Obviously no one wants a quagmire. No one wants to sacrifice American lives to prove a point. Our duty in Iraq is to win fast, make sure the country is safe, and get out. We have a huge preponderance of power, and therefore we win by fighting; the enemy wins by waiting. We need to engage the enemy and win.
Every combat death we sustain is a tragedy. All Americans mourn every one. Nonetheless: A long fight wins a different sort of victory than a short fight, a victory that costs more and is ultimately worth more. "What you have achieved," Wittgenstein wrote, "cannot mean more to others than it does to you. Whatever it has cost you, that's what they will pay." Iraq has cost us plenty, but the payment hasn't been made in vain. We have already gone far towards silencing the post-Vietnam slander that says America is physically tough but mentally and spiritually weak. We have gone far towards recouping a certain kind of credibility we lost in Vietnam--and American credibility is a precious substance; it can save lives by the million. If we had the credibility (or magic power) to tell the regime of North Korea, Iran, or the Sudan: Clean up your act or be crushed by American power, get to it, hop!--millions would rejoice. And Americans know it.

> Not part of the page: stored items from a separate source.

PR #867, opened 2021-02-22
fix(shadowdeployment): handle out of order shadow updates

fahadmohammed01:
**Issue #, if available:**

We update the shadow when a deployment completes which will queue the MQTT message to be delivered eventually. If multiple changes happen, then the messages may be processed out of order, thus causing the shadow to be in an inconsistent state.

**Description of changes:**
Update the shadow using optimistic locking, which adds a version field to the update. The shadow will only be updated in the case that the current shadow version matches the version provided in the update. If a shadow update is rejected, device will fetch the latest shadow and retry the update with the updated shadow version.  This will ensure that the shadow is always in a consistent state and will eventually show the current state.

E2E tests.

Tests:
When a shadow update is rejected, device fetches the latest shadow document.
When a shadow document with outdated deployment status is received, device updates the reported section with the latest deployment status.

**Checklist:**
 - [ X] Updated or added new end-to-end tests

### DIFF
--- a/src/main/java/com/aws/greengrass/deployment/ShadowDeploymentListener.java
+++ b/src/main/java/com/aws/greengrass/deployment/ShadowDeploymentListener.java
@@ -39,6 +39,7 @@ import java.util.concurrent.ExecutionException;
 import java.util.concurrent.ExecutorService;
 import java.util.concurrent.TimeUnit;
 import java.util.concurrent.TimeoutException;
+import java.util.concurrent.atomic.AtomicInteger;
 import java.util.concurrent.atomic.AtomicReference;
 import javax.inject.Inject;
 
@@ -95,7 +96,7 @@ public class ShadowDeploymentListener implements InjectionActions {
         }
     };
     private String lastConfigurationArn;
-    private Integer lastVersion;
+    private AtomicInteger lastVersion = new AtomicInteger();
     private final AtomicReference<Map<String, Object>> lastDeploymentStatus = new AtomicReference();
     protected static final Random JITTER = new Random();
 
@@ -216,7 +217,7 @@ public class ShadowDeploymentListener implements InjectionActions {
             updateNamedShadowRequest.shadowName = DEPLOYMENT_SHADOW_NAME;
             updateNamedShadowRequest.thingName = thingName;
             updateNamedShadowRequest.state = shadowState;
-            updateNamedShadowRequest.version = lastVersion;
+            updateNamedShadowRequest.version = lastVersion.get();
             iotShadowClient.PublishUpdateNamedShadow(updateNamedShadowRequest, QualityOfService.AT_LEAST_ONCE)
                     .get(TIMEOUT_FOR_PUBLISHING_TO_TOPICS_SECONDS, TimeUnit.SECONDS);
 
@@ -254,12 +255,12 @@ public class ShadowDeploymentListener implements InjectionActions {
     }
 
     protected void shadowUpdated(Map<String, Object> desired, Map<String, Object> reported, Integer version) {
-        if (lastVersion != null && lastVersion > version) {
+        if (lastVersion.get() > version) {
             logger.atInfo().kv("SHADOW_VERSION", version)
                     .log("Received an older version of shadow. Ignoring...");
             return;
         }
-        lastVersion = version;
+        lastVersion.set(version);
         //the reported section of the shadow was updated
         if (reported != null && !reported.isEmpty()) {
             syncShadowDeploymentStatus(reported);
--- a/src/main/java/com/aws/greengrass/deployment/ShadowDeploymentListener.java
+++ b/src/main/java/com/aws/greengrass/deployment/ShadowDeploymentListener.java
@@ -334,9 +334,8 @@ public class ShadowDeploymentListener implements InjectionActions {
         if (lastDeploymentStatus.get() == null) {
             return;
         }
-        HashMap<String, Object> latestDeploymentStatus = populateReportedSectionOfShadow(lastDeploymentStatus.get());
-        if (!reported.get(ARN_FOR_STATUS_KEY).equals(latestDeploymentStatus.get(ARN_FOR_STATUS_KEY))
-                || !reported.get(STATUS_KEY).equals(latestDeploymentStatus.get(STATUS_KEY))) {
+        if (!reported.get(ARN_FOR_STATUS_KEY).equals(lastDeploymentStatus.get().get(DEPLOYMENT_ID_KEY_NAME))
+                || !reported.get(STATUS_KEY).equals(lastDeploymentStatus.get().get(DEPLOYMENT_STATUS_KEY_NAME))) {
             logger.info("Updating reported section of shadow with the latest deployment status");
             updateReportedSectionOfShadowWithDeploymentStatus();
         }
--- a/src/main/java/com/aws/greengrass/deployment/ShadowDeploymentListener.java
+++ b/src/main/java/com/aws/greengrass/deployment/ShadowDeploymentListener.java
@@ -120,6 +120,7 @@ public class ShadowDeploymentListener implements InjectionActions {
 
     /*
         Subscribe to "$aws/things/{thingName}/shadow/update/accepted" topic to get notified when shadow is updated
+        Subscribe to "$aws/things/{thingName}/shadow/update/rejected" topic to get notified when an update is rejected
         Subscribe to "$aws/things/{thingName}/shadow/get/accepted" topic to retrieve shadow by publishing to get topic
      */
     private void subscribeToShadowTopics() {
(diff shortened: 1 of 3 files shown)


MikeDombo (approved):

src/main/java/com/aws/greengrass/deployment/ShadowDeploymentListener.java
```diff
@@ -135,6 +136,14 @@ private void subscribeToShadowTopics() {
...
                         .get(TIMEOUT_FOR_SUBSCRIBING_TO_TOPICS_SECONDS, TimeUnit.SECONDS);
                 logger.info("Subscribed to update named shadow accepted topic");
+
+                iotShadowClient.SubscribeToUpdateNamedShadowRejected(updateNamedShadowSubscriptionRequest,
+                        QualityOfService.AT_LEAST_ONCE,
+                        updateShadowRejected -> handleNamedShadowRejectedEvent(),
+                        (e) -> logger.atError().log("Error processing named shadow update rejected response", e))
+                        .get(TIMEOUT_FOR_SUBSCRIBING_TO_TOPICS_SECONDS, TimeUnit.SECONDS);
+                logger.info("Subscribed to update named shadow rejected topic");
+
```
fengwa-aws, line 146: line 152: why is it `QualityOfService.AT_MOST_ONCE`?

fahadmohammed01: mybad, updated to  QualityOfService.AT_LEAST_ONCE,

src/main/java/com/aws/greengrass/deployment/ShadowDeploymentListener.java
```diff
@@ -225,13 +249,22 @@ private Boolean deploymentStatusChanged(Map<String, Object> deploymentDetails) {
...
     protected void shadowUpdated(Map<String, Object> desired, Map<String, Object> reported, Integer version) {
+        if (lastVersion != null && lastVersion > version) {
+            logger.atInfo().kv("SHADOW_VERSION", version)
+                    .log("Received an older version of shadow. Ignoring...");
+            return;
+        }
+        lastVersion = version;
+        //the reported section of the shadow was updated
+        if (reported != null && !reported.isEmpty()) {
+            syncShadowDeploymentStatus(reported);
```
fengwa-aws, line 265: hmmm...don't you want to terminate the code execution here once `syncShadowDeploymentStatus` returns? Otherwise wouldn't it kick off another deployment?

src/main/java/com/aws/greengrass/deployment/ShadowDeploymentListener.java
```diff
@@ -95,6 +96,7 @@ public void onConnectionResumed(boolean sessionPresent) {
     };
     private String lastConfigurationArn;
     private Integer lastVersion;
```
tilo-chen, line 98: Should these be atomic as well?

src/main/java/com/aws/greengrass/deployment/ShadowDeploymentListener.java
```diff
@@ -303,6 +327,19 @@ protected void shadowUpdated(Map<String, Object> desired, Map<String, Object> re
...
     }
 
+    private void syncShadowDeploymentStatus(Map<String, Object> reported) {
+        // device does not have anything to report
+        if (lastDeploymentStatus.get() == null) {
+            return;
+        }
+        HashMap<String, Object> latestDeploymentStatus = populateReportedSectionOfShadow(lastDeploymentStatus.get());
+        if (!reported.get(ARN_FOR_STATUS_KEY).equals(latestDeploymentStatus.get(ARN_FOR_STATUS_KEY))
+                || !reported.get(STATUS_KEY).equals(latestDeploymentStatus.get(STATUS_KEY))) {
```
fengwa-aws, line 338: Is calling `populateReportedSectionOfShadow()` necessary here? Seems redundant to me. Why not just directly compare `lastDeploymentStatus` and `reported`?

src/main/java/com/aws/greengrass/deployment/ShadowDeploymentListener.java
```diff
@@ -303,6 +327,19 @@ protected void shadowUpdated(Map<String, Object> desired, Map<String, Object> re
         }
     }
 
+    private void syncShadowDeploymentStatus(Map<String, Object> reported) {
+        // device does not have anything to report
+        if (lastDeploymentStatus.get() == null) {
+            return;
+        }
```
fengwa-aws, line 335: Do we expect this to happen in normal cases? When would this occur? The handling doesn't seem right.

fahadmohammed01: This would happen when the device receives its first shadow deployment. In that case, the device doesn't have anything to report and there is no need to sync the reported section.

src/main/java/com/aws/greengrass/deployment/ShadowDeploymentListener.java
fahadmohammed01: Certain fields in the deployment status is optional like (DeploymentStatusDetails). If a deployment status does not have an optional field, we need to explicitly delete that fields in the shadow document. For this we include the filed name with its value set as null. 

So lastDeploymentStatus will have optional fields names with value as null, while reported may not have them. This prevents us from directly comparing the two.

src/main/java/com/aws/greengrass/deployment/ShadowDeploymentListener.java
fahadmohammed01: The device de-dupes deployment based on fleet config arn.

fengwa-aws: Why not just exit here if that's right behavior? That way the code is also more readable. I don't see any benefit of relying the deployment to dedupe it unless there is a scenario when it's a new deployment while the `reported` is also non-null.

src/main/java/com/aws/greengrass/deployment/ShadowDeploymentListener.java
fengwa-aws: `syncShadowDeploymentStatus` is only called when `reported` is non-empty. Is that the case for the first shadow deployment?

src/main/java/com/aws/greengrass/deployment/ShadowDeploymentListener.java
fengwa-aws: But you're only comparing `ARN_FOR_STATUS_KEY` and `STATUS_KEY`. What I meant is you can just read these two keys from `latestDeploymentStatus`.

src/main/java/com/aws/greengrass/deployment/ShadowDeploymentListener.java
fahadmohammed01: Yes, for the first shadow deployment the reported section is empty. This will only trigger when the reported section is not null but the lastDeploymentStatus is null (after a device restart)

src/main/java/com/aws/greengrass/deployment/ShadowDeploymentListener.java
fahadmohammed01: Updated likewise

src/main/java/com/aws/greengrass/deployment/ShadowDeploymentListener.java
fahadmohammed01: Updated likewise.

src/main/java/com/aws/greengrass/deployment/ShadowDeploymentListener.java
fahadmohammed01: A device can get notified of a deployment via two mechanisms:
1. When the device is online, it subscribes to /update/accepted topic to get notified of any changes to the shadow document.
2. When the device is offline for a while. When the device reconnects, it fetches the whole shadow document to see if it missed any deployment notification when it was offline. In this scenario the reported section and desired section can be non-null.

Because shadowUpdated() handles both the scenarios, we cant return after syncShadowDeploymentStatus.

src/main/java/com/aws/greengrass/deployment/ShadowDeploymentListener.java
fengwa-aws: Can you add a log then? I don't like we just return without any log. It will make debugging very difficult.

fahadmohammed01: Added log

MikeDombo (approved):

fengwa-aws:
Can you check why the build fails?

fengwa-aws (approved):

And so if Kerry should succeed in convincing this nation that Iraq today resembles Vietnam circa 1968, he will discover that America today bears scant resemblance to itself circa 1968. Kerry may have learned nothing from Vietnam, but America has learned plenty.
And for those reasons, we cannot afford to leave Iraq. And we cannot afford to risk a John Kerry presidency that might have us do just that.